A major focus in the report was the perception of pressure on trainers and jockeys to race horses, even under bad weather conditions or injury. It highlighted the efforts of Tim Ritvo, former chief operating officer of the track’s parent company, The Stronach Group, to increase field sizes and horsemen participation in racing—which are correlated with a larger handle—to improve the business.
“Tim Ritvo, who oversaw increases in horsemen’s participation and field sizes at TSG tracks in Maryland and Florida, repeatedly and openly expressed his intention to do the same at Santa Anita when he arrived in 2017,” the report said. “Shortly after arriving in California and becoming chief operating officer at Santa Anita, Ritvo told the Los Angeles Times that ‘we need to correct the guys who are here and not running and just using the place as a training track...We need to replace them.’”
Multiple trainers told investigators that the “the need to run more races with more starters may have contributed to a feeling on the part of trainers that if they didn’t run their horses, they could lose their allocation of stalls.” This echoes a finding in The Daily Beast’s investigation, that the track had tried to implement a stall fee, requiring trainers to race their horses a set minimum of days or pay a fine for every time they didn’t.
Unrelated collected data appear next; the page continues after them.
PR #421, opened 2022-05-12
rafs: delete RafsSuperBlobs trait

liubin:
method get_blobs of RafsSuperBlobs has the same signature as
get_blob_infos of RafsSuperBlock,
and RafsSuperBlock is inheritance of RafsSuperBlobs.

But the only one use of the get_blobs is based on type of
RafsSuperBlock, so RafsSuperBlobs is no meanings, it can
be deleted and replaced by get_blob_infos method.

### DIFF
--- a/rafs/src/fs.rs
+++ b/rafs/src/fs.rs
@@ -488,7 +488,7 @@ impl Rafs {
         // Without too much layout concern, just prefetch a certain range from backend.
         let prefetches = sb
             .superblock
-            .get_blobs()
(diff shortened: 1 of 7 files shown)


bergwolf:
Thanks @liubin ! Looks reasonable to me. @jiangliu please confirm if there is future plan on the trait, as it is redundant right now.

imeoer (approved):

jiangliu (approved):

PR #429, opened 2022-05-13
action: release macos bianries as well

bergwolf:
Right now, only nydusctl and nydusd compile on macos. So just include
them in the release tarball. Other binaries can be included later.

Example run can be found here: https://github.com/bergwolf/image-service/runs/6420841588

### DIFF
--- a/.github/workflows/release.yml
+++ b/.github/workflows/release.yml
@@ -13,7 +13,7 @@ env:
   CARGO_TERM_COLOR: always
 
 jobs:
-  build-nydus-rs:
+  nydus-linux:
     runs-on: ubuntu-latest
     strategy:
       matrix:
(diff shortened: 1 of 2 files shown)


.github/workflows/release.yml
```diff
@@ -80,46 +120,90 @@ jobs:
...
-  upload-artifacts:
+
+  prepare-tarball-linux:
     runs-on: ubuntu-latest
     strategy:
       matrix:
         arch: [amd64, arm64]
-    needs: [build-nydus-rs, build-contrib]
+        os: [linux]
+    needs: [nydus-linux, nydus-macos, contrib-linux]
```
imeoer, line 137: `nydus-macos` is unnecessary.

.github/workflows/release.yml
```diff
@@ -80,46 +120,90 @@ jobs:
...
+        path: ${{ env.tarball }}
+
+  # use a seperate job for darwin because github action if: condition cannot handle && properly.
+  prepare-tarball-darwin:
+    runs-on: ubuntu-latest
+    strategy:
+      matrix:
+        arch: [amd64]
+        os: [darwin]
+    needs: [nydus-linux, nydus-macos, contrib-linux]
```
imeoer, line 164: `nydus-linux` is unnecessary.

.github/workflows/release.yml
```diff
@@ -80,46 +120,90 @@ jobs:
...
+    - name: push release
+      if: github.event_name == 'push'
       uses: softprops/action-gh-release@v1
       with:
         name: "Nydus Image Service ${{ env.tag }}"
         generate_release_notes: true
-        files:
-          ${{ env.tarball }}
+        files: |
+          ${{ env.tarball1 }}
```
imeoer, line 207: Can we use an `env.tarballs` value which is split by `\n` here to simplify this?

bergwolf: The newline will be eaten by $GITHUB_ENV file and we can only retrive a single line there.

bergwolf: fixed

imeoer (approved):
LGTM!

PR #431, opened 2022-05-13
rafs v6: bug fix for the incorrect dirents process

### LINKED ISSUE #428: Nydusd-fuse panic when running in v6 format
image

pigletDips:
The dir file's dirents may occupy multiple blocks, and only the last
block may not be fully used. Previously, the last dirent of each block
is treated as the last dirent of the last block, which causes the
nydusd-fusedev to panic when using rafs v6 format.

To fix this bug, we process the last dirent of the last block different
from the last dirent of the other blocks.

fix #428 

### DIFF
--- a/rafs/src/metadata/direct_v6.rs
+++ b/rafs/src/metadata/direct_v6.rs
@@ -463,16 +463,23 @@ impl OndiskInodeWrapper {
                 let s = (de.e_nameoff - head_de.e_nameoff) as u64
                     + (size_of::<RafsV6Dirent>() * max_entries) as u64;
 
-                let e = slice::from_raw_parts(
-                    block_mapping.add(de.e_nameoff as usize),
-                    (self.size() % EROFS_BLOCK_SIZE - s) as usize,
-                );
+                // The possible maximum len of the last dirent's file name should be calculated
+                // differently depends on whether the dirent is at the last block of the dir file.
+                // Because the other blocks should be fully used, while the last may not.
+                let len = if div_round_up(self.size(), EROFS_BLOCK_SIZE) as usize == block_index + 1
+                {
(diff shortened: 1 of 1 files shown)


rafs/src/metadata/direct_v6.rs
```diff
@@ -463,16 +463,20 @@ impl OndiskInodeWrapper {
                 let s = (de.e_nameoff - head_de.e_nameoff) as u64
                     + (size_of::<RafsV6Dirent>() * max_entries) as u64;
 
-                let e = slice::from_raw_parts(
-                    block_mapping.add(de.e_nameoff as usize),
-                    (self.size() % EROFS_BLOCK_SIZE - s) as usize,
-                );
+                let len = if div_round_up(self.size(), EROFS_BLOCK_SIZE) as usize == block_index + 1
```
liubogithub, line 466: A comment is appreciated.

liubogithub (approved):
Looks good.

Can you please add a test case for it?

rafs/src/metadata/direct_v6.rs
pigletDips: OK

pigletDips:
> Looks good.
> 
> Can you please add a test case for it?

The test case may be a little hard to implement. This mod lacks tests, and the dir inode and its dirents are pretty hard to construct.

hsiangkao:
> > Looks good.
> > Can you please add a test case for it?
> 
> The test case may be a little hard to implement. This mod lacks tests, and the dir inode and its dirents are pretty hard to construct.

since it's already broken(because fuse use cases are not what we're mainly addressing) let's resolve it as another PR.

hsiangkao (approved):

PR #785, opened 2022-10-10
nydus-image: fix inspect to get correct path of rafs v6 file

sctb512:
Because rafs v6 doesn't support get_parent, the prefetch and icheck command of inspect will cause error. We fixed it by handling get_file_name get_file_name and path_from_ino for rafs v6 files separately. 

For hardlink, we will get all the paths of file:
image

This PR is addressing #768 

### DIFF
--- a/src/bin/nydus-image/inspect.rs
+++ b/src/bin/nydus-image/inspect.rs
@@ -3,11 +3,12 @@
 // SPDX-License-Identifier: Apache-2.0
 
 use std::{
+    ffi::OsString,
     fs::Permissions,
     io::{Error, ErrorKind, Write},
     ops::DerefMut,
     os::unix::prelude::PermissionsExt,
-    path::Path,
+    path::{Path, PathBuf},
     sync::{Arc, Mutex},
 };
 
@@ -164,7 +165,8 @@ impl RafsInspector {
     fn cmd_stat_file(&self, file_name: &str) -> Result<Option<Value>, anyhow::Error> {
         // Stat current directory
         if file_name == "." {
-            return self.stat_single_file(self.cur_dir_ino);
+            let inode = self.rafs_meta.get_inode(self.cur_dir_ino, false)?;
+            return self.stat_single_file(Some(inode.parent()), self.cur_dir_ino);
         }
 
         // Walk through children inodes to find the file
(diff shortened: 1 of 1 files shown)


rafs/src/metadata/direct_v6.rs
```diff
@@ -33,6 +33,7 @@ use std::slice;
 use std::sync::Arc;
 
 use arc_swap::{ArcSwap, Guard};
+use nydus_utils::metrics::Inode;
```
jiangliu, line 36: This change seems wrong, we should use Inode from crate::metadata::Inode

rafs/src/metadata/direct_v6.rs
```diff
@@ -1159,14 +1160,49 @@ impl RafsInode for OndiskInodeWrapper {
         match self.parent_inode.get() {
             Some(parent) => parent,
             None => {
-                debug_assert!(self.is_dir());
```
jiangliu, line 1162: It would be better to keep `parent()` as is, and modify `nydus-image` to call `file_parent_inode()` directly.

bergwolf:
rafs v5 can have i_parent for every inode because it duplicates hardlink inodes and each would have different i_parent. For rafs v6, this is unsupported by design. If we still want to have such functionality, we need to be aware that for rafs v6 hardlinks, it is unreliable to find inode's parent by traversing from the root inode, and specially deal with it in `nydus-image inspect`.

rafs/src/metadata/direct_v6.rs
sctb512: Ok, i got it.

sctb512:
> nydus-image inspect

Ok, maybe deal with it in `nydus-image inspect` is better.

jiangliu:
> > nydus-image inspect
> 
> Ok, maybe deal with it in `nydus-image inspect` is better.

The fundamental issue is that v6 doesn't support "get_parent", so `nydus-image inspect` could only do best effort to find a parent. And the runtime can't guarenttee `get_parent()`

sctb512:
> > > nydus-image inspect
> > 
> > 
> > Ok, maybe deal with it in `nydus-image inspect` is better.
> 
> The fundamental issue is that v6 doesn't support "get_parent", so `nydus-image inspect` could only do best effort to find a parent. And the runtime can't guarenttee `get_parent()`

I got it.
It means try to find parent only in `nydus-image inspect`, right? 
For hardlink, if needed, we can traverse it completely to find all parent?

rafs/src/metadata/direct_v6.rs
sctb512: Sorry, I fixed it already.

After pushback from the trainer’s association, the fine never materialized.
The trainers also described a pressure from management to run their horses, though only one gave a specific example—recalling how he had been scolded by the racing secretary for entering a horse as “turf only,” meaning the horse would be automatically withdrawn or “scratched” if bad weather led management to hold the race on a different track surface. The Daily Beast’s investigation found seven trainers who cited concrete incidents, and more than a dozen others who shared the sentiment.
Across several areas of inquiry, the CHRB report described a pattern of negligent record-keeping. Data on track maintenance was described as “cumbersome, disorganized, and often incoherent.”
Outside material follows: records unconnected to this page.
PR #788, opened 2022-10-10
storage: retry timeout chunks for fscache ondemand path

kevinXYin:
for fscache ondemand path, if some requested chunks are set to pending by prefetch threads, and wait them timeout, will casue EIO to container side.

retry the timeout chunks on ondemand path, minimize EIOs.

### DIFF
--- a/storage/src/cache/cachedfile.rs
+++ b/storage/src/cache/cachedfile.rs
@@ -579,7 +579,28 @@ impl FileCacheEntry {
         }
 
         if !bitmap.wait_for_range_ready(chunk_index, count)? {
-            Err(eio!("failed to read data from storage backend"))
+            if prefetch {
+                return Err(eio!("failed to read data from storage backend"));
+            }
+            // if we are in ondemand path, retry for the timeout chunks
+            for chunk in chunks {
+                if self.chunk_map.is_ready(chunk.as_ref())? {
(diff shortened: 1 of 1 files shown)


storage/src/cache/cachedfile.rs
```diff
@@ -579,7 +579,30 @@ impl FileCacheEntry {
         }
 
         if !bitmap.wait_for_range_ready(chunk_index, count)? {
-            Err(eio!("failed to read data from storage backend"))
+            if !prefetch {
```
jiangliu, line 582: Minor suggestion:
```
if prefetch {
 return Err(eio!("failed to read data from storage backend"));
}
...
```
This function is a little over complex, will try to refactor it later

kevinXYin: Thanks , updated. 
Yes , this func is too long now , and I remember seems there's still issue for stargz part, may need farther check later.

jiangliu (approved):

changweige:
I didn't figure out why `wait_for_range_ready` is called after synchronous pulls of chunks. It looks like somewhat of a validation. But I am afraid something is wrong if wait_for_range_ready returns timeout ERROR since it is called after a synchronous download. It should always return true immediately.

PR #789, opened 2022-10-11
nydusd: enlarge default fuse server threads

changweige:
Now the default value is only 1, it affacts performance.


changweige:
I safely merge this PR since it is cherry-picked

PR #792, opened 2022-10-14
Improve implementation to convert stargz TOC into RAFS fs

jiangliu:
Improve implementation to convert stargz TOC into RAFS fs.

### DIFF
--- a/src/bin/nydus-image/main.rs
+++ b/src/bin/nydus-image/main.rs
@@ -14,8 +14,6 @@ extern crate serde;
 extern crate serde_json;
 #[macro_use]
 extern crate lazy_static;
-extern crate nydus_rafs as rafs;
-extern crate nydus_storage as storage;
 
 use std::fs::{self, metadata, DirEntry, File, OpenOptions};
 use std::path::{Path, PathBuf};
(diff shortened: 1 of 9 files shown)


src/bin/nydus-image/main.rs
```diff
@@ -989,6 +996,22 @@ impl Command {
         Ok(blob_id)
     }
 
+    fn get_blob_size(matches: &clap::ArgMatches, ty: ConversionType) -> Result<u64> {
+        if ty != ConversionType::StargzIndexToRef {
+            return Ok(0);
+        }
+
+        match matches.value_of("blob-data-size") {
+            None => bail!("no value specified for '--blob-data-size'"),
```
imeoer, line 1005: Does it seem must be calculated by `blob_size - footer_size` in snapshotter?

imeoer:
LGTM.

imeoer (approved):

src/bin/nydus-image/main.rs
jiangliu: It's the toc offset from estargz image. When snapshotter tries to downloaded the TOC, it already gets the `blob-data-size` by parsing the eStargz footer.

PR #793, opened 2022-10-14
nydus-image/v5: prefetch table should contain inode numbers rather its index

changweige:
Nydusd is performing prefetch by finding all inodes matching their inode numbers.


changweige:
@sctb512 Could you please help test this patch?

sctb512:
> @sctb512 Could you please help test this patch?

Absolutely, the result is that the prefetch table already contains the correct inode of hardlink.
image

PR #806, opened 2022-10-20
action/nydus-test: stop on the first test failure

changweige:
By default, pytest will continue executing test even current test fails. It's hard to tell what to happen on such a environment. And it makes it hard to investigate the first failed case.


changweige:
This change should not affect the smoke test 🥺

jiangliu (approved):

PR #826, opened 2022-11-02
nydusify: drop label "nydus-blob-ids" from meta layer

changweige:
Image with layers more than 64 can't be pulled by containerd since the label is exceeding the label size limitation 4096bytes.

We should figure out another way to do GC in nydus-snapshotter


imeoer (approved):
LGTM!

PR #840, opened 2022-11-06
Reduce duplicated code by using utils/filemap

jiangliu:
Use the generic filemap from nydus-utils crate to avoid duplicated code.

Also reduce unsafe code, now there's only two unsafe left in direct v5.

Fix a lifetime related by xattr related code.


imeoer (approved):

jiangliu:
Still have more pending patch for this, hold on:)

PR #842, opened 2022-11-06
storage: remove unused code for refreshing registry tokens

sctb512:
There is no need to change 'grant_type' for refreshing registry tokens. Because we use the URL with cached 'grant_type' can get token as well.

Maybe we backport it to stable/v2.1 as well?

Related to https://github.com/dragonflyoss/image-service/pull/800


imeoer (approved):

imeoer:
@sctb512 v2.1.1 has been released, so let's ship it to the next release.

PR #921, opened 2022-12-05
Fscache chunkmap restore

kevinXYin:
restore chunkmap from blob file after create FileCacheEntry for fscache mode


jiangliu:
fscache related code should be disabled for macos, it's not supported by macos yet.

storage/src/cache/cachedfile.rs
```diff
@@ -51,33 +51,44 @@ impl FileCacheMeta {
         blob_file: String,
         blob_info: Arc<BlobInfo>,
         reader: Option<Arc<dyn BlobReader>>,
+        sync: bool,
```
jiangliu, line 54: How about abstracting the `sync` related code as a new function `try_open_cached_xxx()`?

kevinXYin:
> fscache related code should be disabled for macos, it's not supported by macos yet.

thanks , will fix this

storage/src/cache/cachedfile.rs
kevinXYin: But we still need to download the meta data , right ?  if introduce a new func seems they are doing same things

storage/src/cache/fscache/mod.rs
```diff
@@ -257,4 +275,69 @@ impl FileCacheEntry {
             prefetch_config,
         })
     }
+
+    //restore index_map from blob file via seek_hole
+    #[cfg(target_os = "linux")]
```
bergwolf, line 280: I wonder if we should disable fscahce on non-linux target OS altogether. fscache is surely a Linux thing.

kevinXYin: Yes, that should be better , but it seems hard to completely isolate the code for fscache and disable it. Any advises? @jiangliu

jiangliu: It would be better to isolate fscache for Linux only. It's ok to move on with this PR and open another issue for conditionally enable fscache for linux only.

jiangliu (approved):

Confidential medical documents subpoenaed by the board revealed cases of “simply poor veterinary medical record keeping.” Likewise, the majority of the horsemen interviewed “did not review the necropsy reports on their horses,” and “did not display good working knowledge of anatomy or grasp the significance of major pre-existing lesions.”
“One of the most disappointing aspects of this process is how few trainers have reviewed their necropsy reports prior to sitting down and going through them,” said Dr. Rick Arthur, a regulator veterinarian with the CHRB and Equine Medical Director of the U.C. Davis School of Veterinary Medicine, during the press conference. “Part and parcel of that is a real lack of understanding of basic horse anatomy. Anatomy will be a key component of the continuing education process going forward.”
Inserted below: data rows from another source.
PR #923, opened 2022-12-05
Backoff retry

changweige:
Introduce BackOff delayer to mitigate backend pressure

Don't retry immediately since the registry can return "too many requests" error. We'd better to be slow to retry.

### DIFF
--- a/src/bin/nydusctl/commands.rs
+++ b/src/bin/nydusctl/commands.rs
@@ -401,31 +401,28 @@ Commit:                 {git_commit}
                 if let Some(b) = i.get("backend_collection") {
                     if let Some(fs_backends) = b.as_object() {
                         if !fs_backends.is_empty() {
-                            println!("Backend list:")
+                            println!("Instances:")
                         }
 
                         for (mount_point, backend_obj) in fs_backends {
                             let backend: FsBackendDesc =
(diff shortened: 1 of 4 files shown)


src/bin/nydusctl/commands.rs
```diff
@@ -401,31 +401,28 @@ Commit:                 {git_commit}
...
-            Prefetch:               {enabled}
-            Prefetch Merging Size:  {merging_size}
-        "#,
-                                        meta_mode = rafs_cfg.mode,
-                                        enabled = cache_cfg.prefetch.enable,
-                                        merging_size = cache_cfg.prefetch.batch_size,
+                                        "\tPrefetch Merging Size:  {}",
+                                        cache_cfg.prefetch.batch_size
                                     );
+                                    print!("")
```
imeoer, line 425: Is this necessary?

imeoer (commented):
Others LGTM.

src/bin/nydusctl/commands.rs
changweige: The print() adds a black line as a delimiter between each instance's information. So I think it is necessary since it makes the print and format neater

jiangliu (approved):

The report included a list of 47 reform recommendations, establishing firmer protocols for racing, training, and cancellations, and vigilant record keeping standards. “The California Horse Racing Board’s investigation into the horse deaths at Santa Anita Park makes it clear that more transparency is desperately needed in the sport,” California Senator Diane Feinstein said in a statement. “If the last year has taught us anything, it’s that we can no longer ignore the problems associated with horse racing. We must take action.”